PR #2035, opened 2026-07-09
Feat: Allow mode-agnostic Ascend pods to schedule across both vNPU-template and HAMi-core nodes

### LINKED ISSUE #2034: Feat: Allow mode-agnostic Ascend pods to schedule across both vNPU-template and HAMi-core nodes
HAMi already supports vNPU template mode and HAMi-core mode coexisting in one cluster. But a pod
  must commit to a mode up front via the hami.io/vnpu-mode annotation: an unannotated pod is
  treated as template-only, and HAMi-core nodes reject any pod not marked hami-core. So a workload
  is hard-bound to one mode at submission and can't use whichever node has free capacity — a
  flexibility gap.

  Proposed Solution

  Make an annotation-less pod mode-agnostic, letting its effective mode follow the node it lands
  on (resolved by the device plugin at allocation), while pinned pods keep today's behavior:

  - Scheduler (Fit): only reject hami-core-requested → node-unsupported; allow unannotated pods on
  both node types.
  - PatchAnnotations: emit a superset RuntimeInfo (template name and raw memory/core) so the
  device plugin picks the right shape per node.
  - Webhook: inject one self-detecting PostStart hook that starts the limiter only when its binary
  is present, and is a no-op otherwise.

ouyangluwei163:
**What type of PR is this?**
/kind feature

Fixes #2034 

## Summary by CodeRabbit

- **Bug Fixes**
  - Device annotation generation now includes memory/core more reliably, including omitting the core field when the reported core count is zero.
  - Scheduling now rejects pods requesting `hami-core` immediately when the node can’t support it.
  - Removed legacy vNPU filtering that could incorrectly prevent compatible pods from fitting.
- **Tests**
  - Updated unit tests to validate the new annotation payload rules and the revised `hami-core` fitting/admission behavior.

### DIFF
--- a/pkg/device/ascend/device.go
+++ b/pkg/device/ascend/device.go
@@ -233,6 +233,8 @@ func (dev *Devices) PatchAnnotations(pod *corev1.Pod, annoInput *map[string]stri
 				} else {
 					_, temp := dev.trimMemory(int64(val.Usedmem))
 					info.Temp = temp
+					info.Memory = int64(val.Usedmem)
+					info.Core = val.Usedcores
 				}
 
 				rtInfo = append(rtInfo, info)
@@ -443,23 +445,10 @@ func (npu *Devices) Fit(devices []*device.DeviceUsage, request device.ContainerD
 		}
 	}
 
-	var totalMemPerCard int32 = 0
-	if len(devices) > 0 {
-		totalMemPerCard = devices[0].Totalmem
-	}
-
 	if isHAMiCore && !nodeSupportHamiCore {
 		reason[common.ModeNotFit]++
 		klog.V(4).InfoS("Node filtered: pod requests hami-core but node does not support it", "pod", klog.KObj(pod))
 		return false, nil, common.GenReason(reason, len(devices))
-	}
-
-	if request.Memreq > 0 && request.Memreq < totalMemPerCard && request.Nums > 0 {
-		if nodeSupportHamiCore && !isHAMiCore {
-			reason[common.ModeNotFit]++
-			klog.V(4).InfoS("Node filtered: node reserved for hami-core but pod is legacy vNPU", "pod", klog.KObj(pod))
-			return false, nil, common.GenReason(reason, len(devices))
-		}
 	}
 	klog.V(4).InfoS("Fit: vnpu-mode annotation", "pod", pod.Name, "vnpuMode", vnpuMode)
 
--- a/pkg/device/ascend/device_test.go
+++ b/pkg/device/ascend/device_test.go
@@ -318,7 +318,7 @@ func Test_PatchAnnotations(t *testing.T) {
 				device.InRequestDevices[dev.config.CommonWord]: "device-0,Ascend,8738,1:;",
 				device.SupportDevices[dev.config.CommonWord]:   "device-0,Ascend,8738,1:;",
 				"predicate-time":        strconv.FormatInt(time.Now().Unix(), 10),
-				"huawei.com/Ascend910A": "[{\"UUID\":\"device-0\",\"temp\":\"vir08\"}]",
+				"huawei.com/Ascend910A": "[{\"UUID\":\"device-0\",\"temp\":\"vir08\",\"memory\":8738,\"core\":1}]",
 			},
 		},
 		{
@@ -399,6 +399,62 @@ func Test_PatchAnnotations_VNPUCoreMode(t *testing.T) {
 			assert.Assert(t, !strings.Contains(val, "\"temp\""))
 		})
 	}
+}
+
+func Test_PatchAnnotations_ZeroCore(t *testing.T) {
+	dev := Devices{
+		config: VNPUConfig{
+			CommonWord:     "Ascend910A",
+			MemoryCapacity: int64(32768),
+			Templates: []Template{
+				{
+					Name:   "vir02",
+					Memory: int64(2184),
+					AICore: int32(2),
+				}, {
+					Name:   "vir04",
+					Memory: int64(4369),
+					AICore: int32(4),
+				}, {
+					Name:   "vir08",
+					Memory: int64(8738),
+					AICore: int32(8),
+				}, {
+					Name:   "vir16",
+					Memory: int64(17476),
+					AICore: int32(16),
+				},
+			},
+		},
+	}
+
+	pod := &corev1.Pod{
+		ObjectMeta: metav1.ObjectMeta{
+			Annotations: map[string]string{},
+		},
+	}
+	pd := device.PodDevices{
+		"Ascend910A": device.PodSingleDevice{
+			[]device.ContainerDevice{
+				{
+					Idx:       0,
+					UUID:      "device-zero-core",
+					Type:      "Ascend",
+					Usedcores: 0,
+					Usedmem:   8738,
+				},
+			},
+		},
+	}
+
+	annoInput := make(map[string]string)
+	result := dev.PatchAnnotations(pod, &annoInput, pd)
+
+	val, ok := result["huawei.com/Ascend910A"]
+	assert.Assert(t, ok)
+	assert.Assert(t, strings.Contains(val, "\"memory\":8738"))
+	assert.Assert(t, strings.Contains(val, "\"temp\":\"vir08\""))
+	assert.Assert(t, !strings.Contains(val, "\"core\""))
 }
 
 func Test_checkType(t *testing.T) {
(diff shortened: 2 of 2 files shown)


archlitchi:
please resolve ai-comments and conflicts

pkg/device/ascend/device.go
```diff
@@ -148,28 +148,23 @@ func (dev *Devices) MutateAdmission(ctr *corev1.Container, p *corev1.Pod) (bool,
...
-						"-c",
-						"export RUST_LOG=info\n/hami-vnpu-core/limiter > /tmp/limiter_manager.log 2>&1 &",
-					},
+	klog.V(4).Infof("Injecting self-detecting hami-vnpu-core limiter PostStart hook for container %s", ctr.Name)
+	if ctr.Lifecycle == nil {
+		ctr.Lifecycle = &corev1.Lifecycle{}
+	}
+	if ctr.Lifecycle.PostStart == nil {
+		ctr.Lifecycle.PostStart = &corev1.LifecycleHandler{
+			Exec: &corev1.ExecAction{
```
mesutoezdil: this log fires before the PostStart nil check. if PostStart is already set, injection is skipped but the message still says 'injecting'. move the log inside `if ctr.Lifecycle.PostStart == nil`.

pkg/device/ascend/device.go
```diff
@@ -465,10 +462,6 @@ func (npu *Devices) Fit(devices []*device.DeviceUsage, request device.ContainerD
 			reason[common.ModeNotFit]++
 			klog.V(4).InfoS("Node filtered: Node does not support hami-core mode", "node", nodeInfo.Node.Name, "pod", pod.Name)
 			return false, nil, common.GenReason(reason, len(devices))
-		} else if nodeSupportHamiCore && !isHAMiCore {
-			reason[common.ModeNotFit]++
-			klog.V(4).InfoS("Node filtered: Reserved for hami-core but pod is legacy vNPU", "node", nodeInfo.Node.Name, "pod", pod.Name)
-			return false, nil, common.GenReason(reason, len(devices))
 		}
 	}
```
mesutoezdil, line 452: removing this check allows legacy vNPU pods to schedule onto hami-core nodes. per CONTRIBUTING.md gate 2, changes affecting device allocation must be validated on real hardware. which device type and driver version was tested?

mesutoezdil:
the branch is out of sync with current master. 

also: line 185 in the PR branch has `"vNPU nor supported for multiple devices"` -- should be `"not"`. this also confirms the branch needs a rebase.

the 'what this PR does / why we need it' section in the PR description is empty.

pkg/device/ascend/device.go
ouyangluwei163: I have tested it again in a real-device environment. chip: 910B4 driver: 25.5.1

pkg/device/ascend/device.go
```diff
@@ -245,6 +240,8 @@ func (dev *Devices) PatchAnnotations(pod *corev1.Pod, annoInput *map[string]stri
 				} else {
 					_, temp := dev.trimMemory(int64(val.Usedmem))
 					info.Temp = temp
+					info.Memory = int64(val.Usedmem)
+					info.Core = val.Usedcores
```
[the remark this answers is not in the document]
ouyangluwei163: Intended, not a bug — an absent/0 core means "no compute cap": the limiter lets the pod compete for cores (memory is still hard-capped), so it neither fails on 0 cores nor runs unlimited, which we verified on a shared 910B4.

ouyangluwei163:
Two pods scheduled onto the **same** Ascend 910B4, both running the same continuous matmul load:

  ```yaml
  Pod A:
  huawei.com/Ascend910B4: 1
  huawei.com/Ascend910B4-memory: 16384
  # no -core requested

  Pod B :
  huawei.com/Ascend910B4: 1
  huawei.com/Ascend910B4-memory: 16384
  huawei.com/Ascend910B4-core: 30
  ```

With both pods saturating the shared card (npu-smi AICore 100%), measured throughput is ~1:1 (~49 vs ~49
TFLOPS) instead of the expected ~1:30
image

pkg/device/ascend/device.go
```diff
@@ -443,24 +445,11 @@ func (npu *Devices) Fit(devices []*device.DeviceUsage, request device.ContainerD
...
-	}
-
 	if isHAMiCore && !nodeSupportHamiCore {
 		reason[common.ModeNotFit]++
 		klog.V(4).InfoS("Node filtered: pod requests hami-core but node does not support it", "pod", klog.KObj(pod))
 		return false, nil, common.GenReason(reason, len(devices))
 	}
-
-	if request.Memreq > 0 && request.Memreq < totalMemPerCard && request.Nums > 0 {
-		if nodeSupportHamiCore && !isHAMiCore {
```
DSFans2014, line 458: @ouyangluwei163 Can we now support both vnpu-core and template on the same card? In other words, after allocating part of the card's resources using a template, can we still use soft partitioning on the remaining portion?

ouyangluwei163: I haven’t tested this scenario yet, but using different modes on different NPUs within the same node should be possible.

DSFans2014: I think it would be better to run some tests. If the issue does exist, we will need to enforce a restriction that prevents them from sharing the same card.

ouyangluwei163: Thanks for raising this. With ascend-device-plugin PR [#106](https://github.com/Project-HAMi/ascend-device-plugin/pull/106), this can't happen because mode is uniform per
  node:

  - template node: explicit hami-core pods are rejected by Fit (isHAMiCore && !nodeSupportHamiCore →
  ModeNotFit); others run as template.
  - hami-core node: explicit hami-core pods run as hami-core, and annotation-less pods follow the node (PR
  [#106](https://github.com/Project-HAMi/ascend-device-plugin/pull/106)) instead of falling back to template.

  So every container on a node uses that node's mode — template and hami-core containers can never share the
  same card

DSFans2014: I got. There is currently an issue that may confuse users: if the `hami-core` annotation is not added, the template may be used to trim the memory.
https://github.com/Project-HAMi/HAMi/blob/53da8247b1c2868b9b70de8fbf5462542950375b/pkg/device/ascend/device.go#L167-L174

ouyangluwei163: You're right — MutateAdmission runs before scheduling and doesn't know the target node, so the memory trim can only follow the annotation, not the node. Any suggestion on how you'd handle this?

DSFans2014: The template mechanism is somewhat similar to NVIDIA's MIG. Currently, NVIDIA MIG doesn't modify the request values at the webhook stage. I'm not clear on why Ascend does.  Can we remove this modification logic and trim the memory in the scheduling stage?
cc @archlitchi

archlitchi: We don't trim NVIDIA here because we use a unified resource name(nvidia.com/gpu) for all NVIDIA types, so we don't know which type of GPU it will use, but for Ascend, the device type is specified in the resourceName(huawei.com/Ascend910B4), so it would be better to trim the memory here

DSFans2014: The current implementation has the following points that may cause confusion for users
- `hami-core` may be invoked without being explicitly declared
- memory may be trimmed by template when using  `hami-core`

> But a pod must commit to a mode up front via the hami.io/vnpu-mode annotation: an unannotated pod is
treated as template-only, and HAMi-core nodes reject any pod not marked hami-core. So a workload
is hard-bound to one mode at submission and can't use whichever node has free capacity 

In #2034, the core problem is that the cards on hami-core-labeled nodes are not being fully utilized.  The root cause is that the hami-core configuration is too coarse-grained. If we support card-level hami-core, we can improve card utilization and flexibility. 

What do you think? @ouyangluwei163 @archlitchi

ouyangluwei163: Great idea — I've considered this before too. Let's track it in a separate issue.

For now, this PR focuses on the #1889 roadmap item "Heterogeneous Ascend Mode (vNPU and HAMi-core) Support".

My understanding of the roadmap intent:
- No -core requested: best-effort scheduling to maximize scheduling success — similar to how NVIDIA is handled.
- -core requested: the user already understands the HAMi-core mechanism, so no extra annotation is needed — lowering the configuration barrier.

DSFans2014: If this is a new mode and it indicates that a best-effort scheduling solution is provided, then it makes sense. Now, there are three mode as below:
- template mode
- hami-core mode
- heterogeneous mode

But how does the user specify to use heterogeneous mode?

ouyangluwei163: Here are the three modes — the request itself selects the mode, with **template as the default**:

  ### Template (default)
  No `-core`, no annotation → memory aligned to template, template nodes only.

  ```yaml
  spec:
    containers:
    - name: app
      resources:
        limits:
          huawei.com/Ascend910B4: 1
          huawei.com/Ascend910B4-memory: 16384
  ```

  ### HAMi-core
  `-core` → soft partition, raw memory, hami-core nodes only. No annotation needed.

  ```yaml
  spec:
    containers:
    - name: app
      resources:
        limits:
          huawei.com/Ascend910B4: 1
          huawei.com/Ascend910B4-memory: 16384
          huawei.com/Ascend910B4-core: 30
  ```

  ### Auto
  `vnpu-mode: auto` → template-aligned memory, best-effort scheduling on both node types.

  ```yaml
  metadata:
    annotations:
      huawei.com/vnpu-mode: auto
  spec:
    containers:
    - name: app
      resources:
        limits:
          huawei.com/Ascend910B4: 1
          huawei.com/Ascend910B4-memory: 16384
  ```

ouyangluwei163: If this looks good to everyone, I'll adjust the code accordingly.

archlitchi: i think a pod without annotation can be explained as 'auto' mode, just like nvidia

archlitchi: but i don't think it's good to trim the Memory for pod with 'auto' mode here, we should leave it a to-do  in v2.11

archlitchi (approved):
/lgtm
---
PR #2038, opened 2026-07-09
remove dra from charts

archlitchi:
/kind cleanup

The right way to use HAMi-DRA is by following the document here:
* * *
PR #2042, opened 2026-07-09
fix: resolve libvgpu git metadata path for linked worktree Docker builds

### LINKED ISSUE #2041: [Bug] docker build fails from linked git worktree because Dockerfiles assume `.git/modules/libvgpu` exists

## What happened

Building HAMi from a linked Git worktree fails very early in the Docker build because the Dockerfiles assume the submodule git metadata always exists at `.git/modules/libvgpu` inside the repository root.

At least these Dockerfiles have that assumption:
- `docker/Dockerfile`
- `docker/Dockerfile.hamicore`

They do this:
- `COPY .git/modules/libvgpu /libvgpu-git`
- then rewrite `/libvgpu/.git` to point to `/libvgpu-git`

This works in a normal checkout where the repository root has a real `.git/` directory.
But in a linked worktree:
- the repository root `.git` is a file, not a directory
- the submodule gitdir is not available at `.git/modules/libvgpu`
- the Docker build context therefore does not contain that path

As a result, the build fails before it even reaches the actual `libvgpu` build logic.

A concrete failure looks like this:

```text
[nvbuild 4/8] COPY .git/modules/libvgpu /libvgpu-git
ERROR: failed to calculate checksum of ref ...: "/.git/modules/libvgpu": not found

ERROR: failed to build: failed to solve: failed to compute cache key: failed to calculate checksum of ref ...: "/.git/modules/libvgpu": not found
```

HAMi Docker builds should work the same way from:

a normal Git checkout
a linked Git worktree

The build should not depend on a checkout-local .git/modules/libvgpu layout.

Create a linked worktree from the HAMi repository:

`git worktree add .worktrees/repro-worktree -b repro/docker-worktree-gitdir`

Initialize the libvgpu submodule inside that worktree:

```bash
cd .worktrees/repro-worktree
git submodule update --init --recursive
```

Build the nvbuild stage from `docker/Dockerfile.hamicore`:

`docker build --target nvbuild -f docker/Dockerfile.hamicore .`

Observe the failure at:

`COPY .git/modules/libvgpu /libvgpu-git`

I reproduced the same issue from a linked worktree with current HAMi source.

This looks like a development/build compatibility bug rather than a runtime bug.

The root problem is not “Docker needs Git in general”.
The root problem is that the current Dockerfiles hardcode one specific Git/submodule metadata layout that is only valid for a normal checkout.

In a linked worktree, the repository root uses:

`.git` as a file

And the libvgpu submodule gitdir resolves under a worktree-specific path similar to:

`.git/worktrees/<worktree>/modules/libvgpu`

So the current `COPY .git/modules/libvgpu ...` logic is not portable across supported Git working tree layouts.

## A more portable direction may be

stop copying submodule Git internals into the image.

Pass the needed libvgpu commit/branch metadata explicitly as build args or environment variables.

> Work instruction: Copy out, from the listing above, every line that contains the word "assert".

> Response to this task:
 			assert.Assert(t, !strings.Contains(val, "\"temp\""))
+	assert.Assert(t, ok)
+	assert.Assert(t, strings.Contains(val, "\"memory\":8738"))
+	assert.Assert(t, strings.Contains(val, "\"temp\":\"vir08\""))
+	assert.Assert(t, !strings.Contains(val, "\"core\""))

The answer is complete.